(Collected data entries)
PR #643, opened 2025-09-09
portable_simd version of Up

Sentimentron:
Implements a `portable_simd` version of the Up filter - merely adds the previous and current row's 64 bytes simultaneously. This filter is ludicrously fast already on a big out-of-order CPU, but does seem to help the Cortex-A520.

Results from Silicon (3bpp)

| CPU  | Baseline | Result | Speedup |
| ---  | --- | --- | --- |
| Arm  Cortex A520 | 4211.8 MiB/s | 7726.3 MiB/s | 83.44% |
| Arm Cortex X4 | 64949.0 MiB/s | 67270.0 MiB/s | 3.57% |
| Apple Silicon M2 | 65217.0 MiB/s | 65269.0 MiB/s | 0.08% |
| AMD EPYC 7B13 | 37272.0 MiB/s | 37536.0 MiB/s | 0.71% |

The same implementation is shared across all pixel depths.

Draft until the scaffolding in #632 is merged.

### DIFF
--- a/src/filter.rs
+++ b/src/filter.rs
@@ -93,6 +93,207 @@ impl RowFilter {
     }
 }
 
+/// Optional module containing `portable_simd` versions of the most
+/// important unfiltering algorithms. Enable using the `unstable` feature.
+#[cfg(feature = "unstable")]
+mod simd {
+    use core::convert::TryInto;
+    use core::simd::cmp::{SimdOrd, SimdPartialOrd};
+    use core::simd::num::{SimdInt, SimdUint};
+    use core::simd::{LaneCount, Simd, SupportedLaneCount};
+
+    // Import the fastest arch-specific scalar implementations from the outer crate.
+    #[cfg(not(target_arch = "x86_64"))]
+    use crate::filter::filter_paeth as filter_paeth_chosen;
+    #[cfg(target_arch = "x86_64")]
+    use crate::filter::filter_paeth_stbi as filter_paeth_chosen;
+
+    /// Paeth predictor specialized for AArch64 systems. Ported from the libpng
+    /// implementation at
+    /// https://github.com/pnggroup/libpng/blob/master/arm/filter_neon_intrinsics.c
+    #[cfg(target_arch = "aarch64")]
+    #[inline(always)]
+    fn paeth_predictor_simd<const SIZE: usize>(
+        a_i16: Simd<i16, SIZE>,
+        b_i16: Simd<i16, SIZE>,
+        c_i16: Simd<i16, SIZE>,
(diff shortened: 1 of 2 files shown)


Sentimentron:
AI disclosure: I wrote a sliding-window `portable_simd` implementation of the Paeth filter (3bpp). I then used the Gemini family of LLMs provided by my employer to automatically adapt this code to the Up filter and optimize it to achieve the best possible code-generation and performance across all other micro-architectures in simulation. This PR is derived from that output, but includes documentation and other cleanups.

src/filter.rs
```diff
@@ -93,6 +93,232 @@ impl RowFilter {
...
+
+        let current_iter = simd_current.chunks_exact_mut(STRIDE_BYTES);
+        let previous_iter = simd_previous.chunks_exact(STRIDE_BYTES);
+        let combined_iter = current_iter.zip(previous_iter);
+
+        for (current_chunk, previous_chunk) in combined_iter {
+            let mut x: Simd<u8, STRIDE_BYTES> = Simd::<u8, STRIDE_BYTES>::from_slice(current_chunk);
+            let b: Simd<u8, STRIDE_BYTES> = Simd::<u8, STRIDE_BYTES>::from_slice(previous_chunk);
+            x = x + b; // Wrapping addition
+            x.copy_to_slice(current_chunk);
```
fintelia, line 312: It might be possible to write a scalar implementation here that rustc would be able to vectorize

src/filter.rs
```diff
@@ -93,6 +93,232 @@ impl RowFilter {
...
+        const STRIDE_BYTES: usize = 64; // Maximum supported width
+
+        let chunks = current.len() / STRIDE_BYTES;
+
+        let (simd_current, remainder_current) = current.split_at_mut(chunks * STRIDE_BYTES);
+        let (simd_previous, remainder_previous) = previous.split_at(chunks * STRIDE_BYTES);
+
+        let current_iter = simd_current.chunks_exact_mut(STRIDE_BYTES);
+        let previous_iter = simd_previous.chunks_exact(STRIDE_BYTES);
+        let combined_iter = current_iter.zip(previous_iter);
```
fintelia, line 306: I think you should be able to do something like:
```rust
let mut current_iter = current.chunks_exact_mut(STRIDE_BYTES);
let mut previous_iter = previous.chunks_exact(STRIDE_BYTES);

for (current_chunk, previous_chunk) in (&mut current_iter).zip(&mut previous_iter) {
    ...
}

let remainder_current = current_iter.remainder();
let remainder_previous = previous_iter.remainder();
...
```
--
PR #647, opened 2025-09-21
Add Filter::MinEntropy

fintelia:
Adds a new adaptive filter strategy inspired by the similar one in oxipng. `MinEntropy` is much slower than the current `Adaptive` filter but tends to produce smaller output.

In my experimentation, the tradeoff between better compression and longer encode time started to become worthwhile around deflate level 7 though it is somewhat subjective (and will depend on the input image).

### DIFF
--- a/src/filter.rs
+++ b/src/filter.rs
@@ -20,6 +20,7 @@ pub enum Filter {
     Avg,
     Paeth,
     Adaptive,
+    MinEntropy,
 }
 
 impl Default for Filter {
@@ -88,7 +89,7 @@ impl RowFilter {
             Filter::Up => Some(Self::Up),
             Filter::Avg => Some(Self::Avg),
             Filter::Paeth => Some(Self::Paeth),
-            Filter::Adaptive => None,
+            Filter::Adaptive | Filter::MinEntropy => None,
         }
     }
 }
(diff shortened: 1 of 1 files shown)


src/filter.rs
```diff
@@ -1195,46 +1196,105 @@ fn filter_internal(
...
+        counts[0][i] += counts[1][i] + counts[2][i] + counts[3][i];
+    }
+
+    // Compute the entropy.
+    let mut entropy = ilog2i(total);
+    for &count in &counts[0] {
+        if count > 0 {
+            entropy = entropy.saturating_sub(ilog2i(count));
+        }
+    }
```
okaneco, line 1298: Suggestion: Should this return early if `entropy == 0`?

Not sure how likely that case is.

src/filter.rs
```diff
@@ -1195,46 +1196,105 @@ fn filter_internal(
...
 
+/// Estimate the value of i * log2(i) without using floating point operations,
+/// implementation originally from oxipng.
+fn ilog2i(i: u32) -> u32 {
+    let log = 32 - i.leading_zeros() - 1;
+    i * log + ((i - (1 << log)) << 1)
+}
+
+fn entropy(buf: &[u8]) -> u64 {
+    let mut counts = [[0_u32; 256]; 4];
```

About this exercise: Read through the entries, then copy every line where the string "fintelia" is found.

Written answer:
fintelia, line 312: It might be possible to write a scalar implementation here that rustc would be able to vectorize
fintelia, line 306: I think you should be able to do something like:
fintelia:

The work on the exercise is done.